12. Pour ne pas fatiguer votre charité, je recommande ce qui reste à son attention ; car la difficulté dont la solution nous occupe, roule sur ce que nous nous disons pécheurs. Si, en effet, quelqu'un se dit sans péché, il est un menteur. Nous trouvons dans cette même épître de Jean : «Si nous disons que nous sommes sans péché, nous nous séduisons nous-mêmes ». Vous devez vous souvenir de ce passage déjà cité : « Si nous disons que nous n'avons pas de péché, nous nous séduisons nous-mêmes et la vérité ne se « trouve pas en nous (1 Jn 1, 8) ». Plus loin, tu lis encore ces passages : « Quiconque est né de Dieu, ne commet pas de péché. Celui qui commet le péché, ne l'a pas vu et ne le connaît pas. Celui qui fait l'iniquité, est enfant du diable ». Le péché ne vient pas de Dieu. L'Apôtre nous fournit à nouveau un sujet de crainte. D'une part, comment sommes-nous enfants de Dieu et de l'autre, comment avouons-nous que nous sommes pécheurs ? Dirons-nous que nous ne sommes pas nés de Dieu ? Alors, quel effet ces sacrements produisent-ils dans les petits enfants?

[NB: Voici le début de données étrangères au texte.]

PR #690, opened 2016-08-16
stm32f4: rcc: support new plls for new f4 parts

karlp:
Revise the PLL inits to support new and old PLL configurations,
particularly to support F4x9 devices.

(This is a rebased and slightly reformatted version of the remainder of https://github.com/libopencm3/libopencm3/pull/677  I cherry picked out the earlier parts, so I've rebased it for you here, I hope to get to this in the next few days)

PR #691, opened 2016-08-19
Drafts/f469 rcc pllr alternate

karlp:
Alternate update tweak for review, see also https://github.com/libopencm3/libopencm3/issues/690

### DIFF
--- a/lib/stm32/f4/rcc.c
+++ b/lib/stm32/f4/rcc.c
@@ -562,6 +562,43 @@ void rcc_osc_bypass_disable(enum rcc_osc osc)
 	}
 }
 
+
+/**
+ * Set the dividers for the PLLSAI clock outputs
+ * divider p is only available on F4x9 parts, pass 0 for other parts.
+ * @param n valid range is 49..432
+ * @param p 0 if unused, @ref rcc_pllsaicfgr_pllsaip
+ * @param q valid range is 2..15
+ * @param r valid range is 2..7
+ * @sa rcc_pllsai_postscalers
+ */
+void rcc_pllsai_config(uint16_t n, uint16_t p, uint16_t q, uint16_t r)
+{
+	RCC_PLLSAICFGR = (
+	  ((n & RCC_PLLSAICFGR_PLLSAIN_MASK) << RCC_PLLSAICFGR_PLLSAIN_SHIFT) |
+	  ((p & RCC_PLLSAICFGR_PLLSAIP_MASK) << RCC_PLLSAICFGR_PLLSAIP_SHIFT) |
+	  ((q & RCC_PLLSAICFGR_PLLSAIQ_MASK) << RCC_PLLSAICFGR_PLLSAIQ_SHIFT) |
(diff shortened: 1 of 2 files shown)


ChuckM:
:+1:

lib/stm32/f4/rcc.c
```diff
@@ -653,60 +653,52 @@ void rcc_set_rtcpre(uint32_t rtcpre)
...
-		(RCC_PLLCFGR_PLLR_MASK << RCC_PLLCFGR_PLLR_SHIFT));
-
-	/* add back new values, PLLSRC is HSI */
-	RCC_PLLCFGR = reg32 | (
+	/* Use reset value if not legal, for parts without pllr */
+	if (pllr < 2) {
+		pllr = 2;
+	}
+	RCC_PLLCFGR = 0 | /* HSI */
 		(pllm << RCC_PLLCFGR_PLLM_SHIFT) |
```
ChuckM: One of the things I appreciate about my "SET" macros is that they take the passed in value and mask it against the known width of the bitfield. So in this case the code would be:
```
    RCC_PLLCFGR = 0 | 
           RCC_SET(PLLCFGR, PLLM, pllm) |
           RCC_SET(PLLCFGR, PLLN, plln) |
           RCC_SET(PLLCFGR, PLLP, ((pllp >> 1) - 1)) |
           RCC_SET(PLLCFGR, PLLR, pllr);
```
And those macros would protect against two things, one sending in a value that was "too large" for the divisor which you might do accidently, or sending in 0 for pllp which results in pllp being -1 and stomping all the bits above the PLLP bitfield. 

At a minimum I would suggest you change this to:
```
                ((pllm & RCC_PLLCFGR_PLLM_MASK) << RCC_PLLCFGR_PLLM_SHIFT)
```
for each of the values to avoid smashing bits you don't want to smash.

karlp:
Adding the mask is valid, sure, that was just existing code, from both your and davids change, I didn't touch that bit.

lib/stm32/f4/rcc.c
```diff
@@ -546,6 +562,43 @@ void rcc_osc_bypass_disable(enum rcc_osc osc)
...
+ * @sa rcc_pllsai_postscalers
+ */
+void rcc_pllsai_config(uint16_t n, uint16_t p, uint16_t q, uint16_t r)
+{
+	RCC_PLLSAICFGR = (
+	  ((n & RCC_PLLSAICFGR_PLLSAIN_MASK) << RCC_PLLSAICFGR_PLLSAIN_SHIFT) |
+	  ((p & RCC_PLLSAICFGR_PLLSAIP_MASK) << RCC_PLLSAICFGR_PLLSAIP_SHIFT) |
+	  ((q & RCC_PLLSAICFGR_PLLSAIQ_MASK) << RCC_PLLSAICFGR_PLLSAIQ_SHIFT) |
+	  ((r & RCC_PLLSAICFGR_PLLSAIR_MASK) << RCC_PLLSAICFGR_PLLSAIR_SHIFT));
+}
```
ChuckM: This one has the masks

PR #692, opened 2016-08-19
stm32l1: rcc: reliably clock up/down

karlp:
When changing the system clock, you must take care to not exceed the
legal ranges based on voltage and flash wait states.

Existing code made it possible to provide a valid clock structure, that
would run out of bounds temporarily.  Some boards would crash with
various Usage faults / Bus errors due to this.

https://github.com/karlp/libopencm3-tests/tree/master/tests/rcc-legal-ranges provides a test case that fails on most stm32l boards without this change.

Ideally, this needs to be extended to cover the PLL clocks, and then further out to other families.  For L1 at least, MSI is valid for all speeds in all ranges, only wait states might be questionable.

### DIFF
--- a/lib/stm32/l1/rcc.c
+++ b/lib/stm32/l1/rcc.c
@@ -497,31 +497,46 @@ void rcc_clock_setup_msi(const struct rcc_clock_scale *clock)
 	rcc_apb2_frequency = clock->apb2_frequency;
 }
 
+
+/**
+ * Switch sysclock to HSI with the given parameters.
+ * This should be usable from any point in time, but only if you have used
+ * library functions to manage clocks.  It relies on the global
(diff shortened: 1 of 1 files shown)


ChuckM:
This looks like the right fix to me. I've tried it on the 469, 429, and 411 processors.

karlp:
did you port that change locally? it's not code used on any f4 parts, so it shouldn't have changed anything there anway?

ChuckM:
On the F4's is the flash wait states that screws them up. (not as problem going down through, but speeding up it hangs). Although on the 446 (which I didn't try) also has a wider voltage scaling range.

karlp:
Still need to apply more of this to other clock setups, but more improvements more time

PR #695, opened 2016-09-02
stm32f4: rcc: fix setup of main system clock with pllp

marcushv:
Fixes: 57c2b00a69f97205313e1c7ab8116ee1893b231e

There was an issue with the pllp value calculation where the masking was done
in the wrong place. The pllp value was always equivalent to 2 (the bits were
always set to 0b00) which could result in an undesired system clock frequency.


karlp:
Thanks for catching this.  The masks were added last minute after some IRC discussions. :(

marcushv:
I understand. It's a good addition though ;)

Qu'a dit Jean ? « Celui qui est né de Dieu ne pèche pas ». Le même a dit encore : « Si nous disons que nous n'avons pas de péché, nous nous séduisons nous-mêmes et la vérité ne se trouve pas en nous ». Question importante et difficile à traiter ! J'aurais voulu appeler toute l'attention de votre charité sur la solution à donner à cette difficulté. Demain, nous traiterons ce sujet au nom du Seigneur et selon qu'il nous inspirera.